Programme of the DIAMANT symposium
The symposium starts with a dinner on Wednesday April 20 at the Hotel Van der Valk from 6:00 PM to 8:00 PM, after the NMC has closed. The scientific programme starts on Thursday April 21 at 9:00 AM and ends around 5:00 PM.
For more information on the topics being presented, see the ‘Speakers’ section of this page.
|18:00||Dinner (location: Hotel van der Valk)|
|9:00-10:00||Heidi Goodson (CUNY, New York) – Sato-Tate Groups in Dimension Greater than 3|
|10:00-10:30||Stefano Marseglia (UU) – Every finite abelian group is the group of rational points of an
ordinary abelian variety over F2, F3 and F5.

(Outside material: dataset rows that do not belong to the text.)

PR #11, opened 2020-12-08
Sstoolkit 20 21

unserializable:
* implemented first as separate operations, but that was a headache due to interdependent operations and API defs expecting far too much data from plain keys due to OpenAPI definitions
* after sstoolkit-30 discussions of logic application steps converted to use X-Road API single call that creates key on token and its corresponding CSR (which allows immediate SIGN / AUTH differentiation)
* key created on token configured with 'software_token_id' in ``base.yaml`` under ``security-server`` section
* token operation name -- ``init-keys``
* config file additions (unfortunately information not otherwise available):
```yaml
    owner_dn_country: <OWNER_DISTINGUISHED_NAME_COUNTRY>
    owner_dn_org: <OWNER_DISTINGUISHED_NAME_ORGANIZATION>
```
* certificate fields filled according to some conventions of test data, for some fields, e.g. serial number, there might be improvements possible
* conventional key labels used: prefixed with security server name, suffixed with 'default-PURPOSE-key'
* if conventional keys (by label) are found, they will not be dropped or recreated, performs no-op

### DIFF
--- a/tests/unit/test_token.py
+++ b/tests/unit/test_token.py
@@ -11,7 +11,8 @@ from definitions import ROOT_DIR
 from xrdsst.main import XRDSSTTest
 from xrdsst.models import Token, TokenStatus, TokenType, Key, KeyUsageType, TokenCertificate, \
     CertificateOcspStatus, CertificateStatus, CertificateDetails, KeyUsage, CertificateAuthority, \
-    CertificateAuthorityOcspResponse, SecurityServer, KeyWithCertificateSigningRequestId, TokenCertificateSigningRequest
+    CertificateAuthorityOcspResponse, SecurityServer, KeyWithCertificateSigningRequestId, \
+    TokenCertificateSigningRequest
 
 from xrdsst.controllers.token import TokenController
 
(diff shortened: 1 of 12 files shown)


tests/unit/test_token.py
```diff
@@ -104,6 +151,22 @@ def test_token_login(self):
             token_controller.load_config = (lambda: self.ss_config)
             token_controller.login()
 
+    def test_token_init_keys(self):
```
bertvi, line 156: Here you only test the happy path, please also add tests for failures

tests/unit/test_token.py
```diff
@@ -82,6 +127,8 @@ class TestToken(unittest.TestCase):
               'url': 'https://non.existing.url.blah:8999/api/v1',
               'api_key': 'X-Road-apikey token=api-key',
               'configuration_anchor': configuration_anchor,
+              'owner_dn_country': 'FI',
```
bertvi, line 132: Please also add the new fields to TestBaseController configuration values

bertvi (changes requested):

tests/unit/test_token.py
unserializable: There was one, added another for where no CA-s are available at all.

|11:00-11:30||Ludwig Fürst (RUG) – Explicit methods for hyperelliptic genus 4 Kummer varieties|
|11:30-12:00||Sebastiano Tronto (UL) – Division in modules and Kummer theory|
|13:00-13:30||Altan Berdan Kilic (TU/e) – One-Shot Capacity of Networks with Restricted Adversaries|
|13:30-14:30||Laura Sanità (TU/e) – On the Simplex method for 0/1 polytopes|
|14:30-15:00||Sophie Huiberts (CWI) – Asymptotic Bounds on the Combinatorial Diameter of Random Polytopes|
|15:30-16:30||Fabien Pazuki (U Copenhagen & U Bordeaux) – Northcott numbers and applications|
|16:30-17:00||Remy van Dobben de Bruyn (UL) – Negative curves on rational surfaces|
|17:00||End of the symposium|
Heidi Goodson (CUNY, New York)
Sato-Tate Groups in Dimension Greater than 3
The focus of this talk is on Sato-Tate groups of abelian varieties — compact groups predicted to determine the limiting distributions of local zeta functions. In recent years, complete classifications of Sato-Tate groups in dimensions 1, 2, and 3 have been given, but there are obstacles to providing classifications in higher dimensions. In this talk, I will describe my recent work on families of higher dimensional Jacobian varieties. This work is partly joint with Melissa Emory.
Stefano Marseglia (UU)
Every finite abelian group is the group of rational points of an
ordinary abelian variety over F2, F3 and F5
We show that every finite abelian group G occurs as the group of rational points of an ordinary abelian variety over F2, F3 and F5. We produce partial results for abelian varieties over a general finite field Fq. In particular, we show that certain abelian groups cannot occur as groups of rational points of abelian varieties over Fq when q is large.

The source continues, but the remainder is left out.